(WHAT THIS TASK INVOLVES):
Find the string "Extensive" in the records. Copy every line it appears in.

(GIVEN RECORDS):
==*==

PR #614, opened 2017-06-11
Add appdata file

mattiaverga:
Add appdata file in linux installations.

See https://www.freedesktop.org/software/appstream/docs/chap-Quickstart.html#sect-Quickstart-DesktopApps

### DIFF
--- a/phd2.appdata.xml
+++ b/phd2.appdata.xml
@@ -4,7 +4,7 @@
     <id>phd2.desktop</id>
     <metadata_license>CC0-1.0</metadata_license>
     <project_license>BSD-3-Clause</project_license>
-    <name>Comical</name>
+    <name>PHD2</name>
     <summary>Telescope guiding software</summary>
     
     <description>
@@ -17,7 +17,6 @@
             <li>Easy-to-use, “push here dummy” guiding for beginners</li>
             <li>Sophisticated guiding and analysis tools for experienced users</li>
             <li>Extensive support for commonly-used equipment</li>
-            <li>Easy upgrade/co-installation with PHD1, including many new features</li>
             <li>Extensive online help and responsive product support</li>
         </ul>
     </description>
@@ -28,10 +27,6 @@
         <screenshot type="default">
             <caption>The main window</caption>
             <image>http://openphdguiding.org/wp-content/uploads/2015/06/capture_21.jpg</image>
-        </screenshot>
-        <screenshot>
-            <caption>The log viewer</caption>
-            <image>http://openphdguiding.org/wp-content/uploads/2015/05/phdlogviewer_sm.png</image>
         </screenshot>
     </screenshots>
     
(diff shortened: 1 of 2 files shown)


phd2.appdata.xml
```diff
@@ -0,0 +1,40 @@
...
+        <p>
+        PHD2 is telescope guiding software that simplifies the process
+        of tracking a guide star, letting you concentrate on other aspects of
+        deep-sky imaging or spectroscopy.
+        </p>
+        <ul>
+            <li>Easy-to-use, “push here dummy” guiding for beginners</li>
+            <li>Sophisticated guiding and analysis tools for experienced users</li>
+            <li>Extensive support for commonly-used equipment</li>
+            <li>Easy upgrade/co-installation with PHD1, including many new features</li>
```
d33psky: This line makes sense for Windows (and maybe Mac) but no sense for Linux

phd2.appdata.xml
```diff
@@ -0,0 +1,40 @@
+<?xml version="1.0" encoding="UTF-8"?>
+<!-- Copyright 2017 Mattia Verga <mattia.verga@tiscali.it> -->
+<component type="desktop-application">
+    <id>phd2.desktop</id>
+    <metadata_license>CC0-1.0</metadata_license>
+    <project_license>BSD-3-Clause</project_license>
```
d33psky: Is this the license we want ?

phd2.appdata.xml
```diff
@@ -0,0 +1,40 @@
...
+    <name>Comical</name>
```
d33psky: What/who is 'comical' ?

phd2.appdata.xml
```diff
@@ -0,0 +1,40 @@
...
+    <launchable type="desktop-id">phd2.desktop</launchable>
+    
+    <screenshots>
+        <screenshot type="default">
+            <caption>The main window</caption>
+            <image>http://openphdguiding.org/wp-content/uploads/2015/06/capture_21.jpg</image>
+        </screenshot>
+        <screenshot>
+            <caption>The log viewer</caption>
+            <image>http://openphdguiding.org/wp-content/uploads/2015/05/phdlogviewer_sm.png</image>
```
d33psky: Do we have the logviewer for Mac and Linux ?

phd2.appdata.xml
agalasso: personally I think we should switch to GPL, but that will require approval from all the contributors who have put their names on license text throughout the code

phd2.appdata.xml
agalasso: yes: http://adgsoftware.com/phd2utils/ but we only have Patrick's PPA Ubuntu pre-built .deb, other distros need to build from source

phd2.appdata.xml
mattiaverga: The LICENSE.txt file distributed in sources is a BSD-3-Clause, so I put that in <project_license>.

The <metadata_license> only refers to the appdata file itself.

phd2.appdata.xml
mattiaverga: My fault... a copy/paste error 😮 Should be PHD2.

phd2.appdata.xml
mattiaverga: Ah, I thought it was included in the main PHD2 program... I will remove this screenshot.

==*==

(TASK RESPONSE):
             <li>Extensive support for commonly-used equipment</li>
             <li>Extensive online help and responsive product support</li>
+            <li>Extensive support for commonly-used equipment</li>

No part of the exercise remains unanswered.